(Records from a data source)

Issue #875, opened 2026-03-09
TUI: Add golangci-lint and go mod verify to CI


usize:
## Summary

The TUI CI job (`ci.yaml`, `tui` job) currently runs only `go vet`, `go test`, and
`go build`. Adding `golangci-lint` would catch a broader class of issues (unused code,
error handling, style), and `go mod verify` would provide supply chain verification
of downloaded modules.

## Suggested changes

- Add a `golangci-lint` step using `golangci/golangci-lint-action`
- Add `go mod verify` step before build
- Add a `.golangci.yml` config to `kagenti/tui/` with sensible defaults

## References

- PR #835 review findings M3, M5, M6
- CI file: `.github/workflows/ci.yaml` (tui job)

Issue #874, opened 2026-03-09
TUI: Integrate OS keychain for token storage


usize:
## Summary

Tokens are currently stored in plaintext in `~/.config/kagenti/tui.yaml` (permissions 0600).
While file permissions prevent other-user access and the risk is documented in the README
Security Notes section, OS keychain integration would provide stronger protection.

## Suggested approach

Use `go-keyring` to store access and refresh tokens in the OS keychain (macOS Keychain,
Linux Secret Service, Windows Credential Manager). Fall back to file-based storage when
no keychain is available (e.g. headless servers, CI).

## References

- PR #835 review finding C1
- Current documentation: `kagenti/tui/README.md` (Security Notes section)
- Config file: `kagenti/tui/internal/config/config.go`

PR #876, opened 2026-03-09
Bug fix: address follow-ups from Kagenti TUI code review

usize:
## Summary

In https://github.com/kagenti/kagenti/pull/835/ a number of follow up issues were proposed. This PR covers simplest of those. More complicated follow up tasks have their own issues filed (see related issues below).

## Related issue(s)

#874 
#875

### DIFF
--- a/kagenti/tui/internal/cli/root.go
+++ b/kagenti/tui/internal/cli/root.go
@@ -74,10 +74,8 @@ func NewRootCmd() *cobra.Command {
 		},
 		RunE: func(cmd *cobra.Command, args []string) error {
 			// No subcommand → launch interactive TUI.
-			cfg := config.Load(flagURL, flagToken, flagNamespace)
-			client := newClientFromConfig(cfg)
-
-			app := ui.NewApp(client)
+			// PersistentPreRunE has already populated ctx.Client.
+			app := ui.NewApp(ctx.Client)
 			p := tea.NewProgram(app, tea.WithAltScreen())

WHAT YOU SHOULD DO - Whatever appears in the data above must be copied word for word.

ANSWER SECTION -
Issue #875, opened 2026-03-09
TUI: Add golangci-lint and go mod verify to CI


usize:
## Summary

The TUI CI job (`ci.yaml`, `tui` job) currently runs only `go vet`, `go test`, and
`go build`. Adding `golangci-lint` would catch a broader class of issues (unused code,
error handling, style), and `go mod verify` would provide supply chain verification
of downloaded modules.

## Suggested changes

- Add a `golangci-lint` step using `golangci/golangci-lint-action`
- Add `go mod verify` step before build
- Add a `.golangci.yml` config to `kagenti/tui/` with sensible defaults

## References

- PR #835 review findings M3, M5, M6
- CI file: `.github/workflows/ci.yaml` (tui job)

Issue #874, opened 2026-03-09
TUI: Integrate OS keychain for token storage


usize:
## Summary

Tokens are currently stored in plaintext in `~/.config/kagenti/tui.yaml` (permissions 0600).
While file permissions prevent other-user access and the risk is documented in the README
Security Notes section, OS keychain integration would provide stronger protection.

## Suggested approach

Use `go-keyring` to store access and refresh tokens in the OS keychain (macOS Keychain,
Linux Secret Service, Windows Credential Manager). Fall back to file-based storage when
no keychain is available (e.g. headless servers, CI).

## References

- PR #835 review finding C1
- Current documentation: `kagenti/tui/README.md` (Security Notes section)
- Config file: `kagenti/tui/internal/config/config.go`

PR #876, opened 2026-03-09
Bug fix: address follow-ups from Kagenti TUI code review

usize:
## Summary

In https://github.com/kagenti/kagenti/pull/835/ a number of follow up issues were proposed. This PR covers simplest of those. More complicated follow up tasks have their own issues filed (see related issues below).

## Related issue(s)

#874 
#875

### DIFF
--- a/kagenti/tui/internal/cli/root.go
+++ b/kagenti/tui/internal/cli/root.go
@@ -74,10 +74,8 @@ func NewRootCmd() *cobra.Command {
 		},
 		RunE: func(cmd *cobra.Command, args []string) error {
 			// No subcommand → launch interactive TUI.
-			cfg := config.Load(flagURL, flagToken, flagNamespace)
-			client := newClientFromConfig(cfg)
-
-			app := ui.NewApp(client)
+			// PersistentPreRunE has already populated ctx.Client.
+			app := ui.NewApp(ctx.Client)
 			p := tea.NewProgram(app, tea.WithAltScreen())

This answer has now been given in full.